Wednesday, May 26, 2021

Abductive Reasoning

I had not heard the term abductive reasoning before, but recognised it as my own the moment it was explained.  It is inferring the most likely answer or solution, rather than relying on deductive, mathematical-style proofs for everything. Some things do not have clear answers, or more exactly, whatever absolute answer they might have is not accessible to us.  God either exists or he doesn't, but we are unable to prove this either way.  People make their choice based on observing reality, thinking about it, and deciding which is the most likely.

Much interpretation of Scripture is like this, and it is an approach CS Lewis uses often.
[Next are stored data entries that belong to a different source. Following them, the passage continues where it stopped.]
PR #1132, opened 2021-03-23
Fix taunt to prevent exponential threat gains between two taunt casters.

Velite12:
Correct the addThreat calculation so that the caster of a taunt spell receives threat equal to the current tank's threat.

Previously, your threat was added with the current tank's threat which was causing exponential threat gain by using taunt between two warriors/druids.

This corrects taunt to work as specified in the comments. On taunt, you will now gain (current tank's threat - your current threat) aggro so that you become equal to the current tank's threat.

### DIFF
--- a/src/game/Spells/SpellEffects.cpp
+++ b/src/game/Spells/SpellEffects.cpp
@@ -4066,7 +4066,8 @@ void Spell::EffectTaunt(SpellEffectIndex eff_idx)
     // Also use this effect to set the taunter's threat to the taunted creature's highest value
     if (unitTarget->CanHaveThreatList() && unitTarget->GetThreatManager().getCurrentVictim())
     {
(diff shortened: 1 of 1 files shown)


src/game/Spells/SpellEffects.cpp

When a formal proof is available, it should win the day, and sometimes one should be attempted just to see how far one can go. We don't know what Jesus meant by the Beatitudes, but the words have meanings and taken as a batch they seem to point in a direction.  Also, we can see some things that we can solidly conclude he did not mean. We at a much more distant point in both the first and last books of the Bible. People who try to reduce either book to proofs are the most likely to lead us astray.
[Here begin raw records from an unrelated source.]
PR #1160, opened 2021-04-11
Fix more quest completion issues.

GrenderG:
## 🍰 Pullrequest
This is an attempt to fix quest issues:
- [x] Sometimes you can't complete a quest even if you have all items.
- [ ] Item count is not updated when you deposit the item on bank.

### DIFF
--- a/src/game/Objects/Player.h
+++ b/src/game/Objects/Player.h
@@ -1053,9 +1053,7 @@ class Player final: public Unit
         void SendProficiency(ItemClass itemClass, uint32 itemSubclassMask) const;
         Item* BankItem(ItemPosCountVec const& dest, Item* pItem, bool update)
         {
-            Item* storedItem = StoreItem(dest, pItem, update);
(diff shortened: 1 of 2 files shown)


src/game/Objects/Player.h
```diff
@@ -1053,7 +1053,9 @@ class Player final: public Unit
         void SendProficiency(ItemClass itemClass, uint32 itemSubclassMask) const;
         Item* BankItem(ItemPosCountVec const& dest, Item* pItem, bool update)
         {
-            return StoreItem(dest, pItem, update);
+            Item* storedItem = StoreItem(dest, pItem, update);
+            ItemRemovedQuestCheck(pItem->GetEntry(), pItem->GetCount());
```
GrenderG: This is **not** making the item count update on item banking. Investigate.

GrenderG:
I removed my attempt to make objective count change when banking items since:
1. I couldn't make it work.
2. @Gamemechanicwow said he's not sure if that's a Classic-only thing or was happening in Vanilla too, so needs a bit of research.

This PR is ready for merge.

In the wiki entry diagnosis is mentioned, another good instance of a problem that might have a right answer, but we do not have perfect knowledge about the body nor of all possible conditions. Clinicians therefore look at the data and choose what they believe is the most likely explanation for the data.

8 comments:

  1. This comes up regularly at the Hall, where I usually frame it in terms of Aristotle's discussion of appropriate reasoning from the beginning of the Nicomachean Ethics (specifically EN 1.3).

    "Our discussion will be adequate if it has as much clearness as the subject-matter admits of, for precision is not to be sought for alike in all discussions, any more than in all the products of the crafts. Now fine and just actions, which political science investigates, admit of much variety and fluctuation of opinion, so that they may be thought to exist only by convention, and not by nature. And goods also give rise to a similar fluctuation because they bring harm to many people; for before now men have been undone by reason of their wealth, and others by reason of their courage. We must be content, then, in speaking of such subjects and with such premisses to indicate the truth roughly and in outline, and in speaking about things which are only for the most part true and with premisses of the same kind to reach conclusions that are no better. In the same spirit, therefore, should each type of statement be received; for it is the mark of an educated man to look for precision in each class of things just so far as the nature of the subject admits; it is evidently equally foolish to accept probable reasoning from a mathematician and to demand from a rhetorician scientific proofs."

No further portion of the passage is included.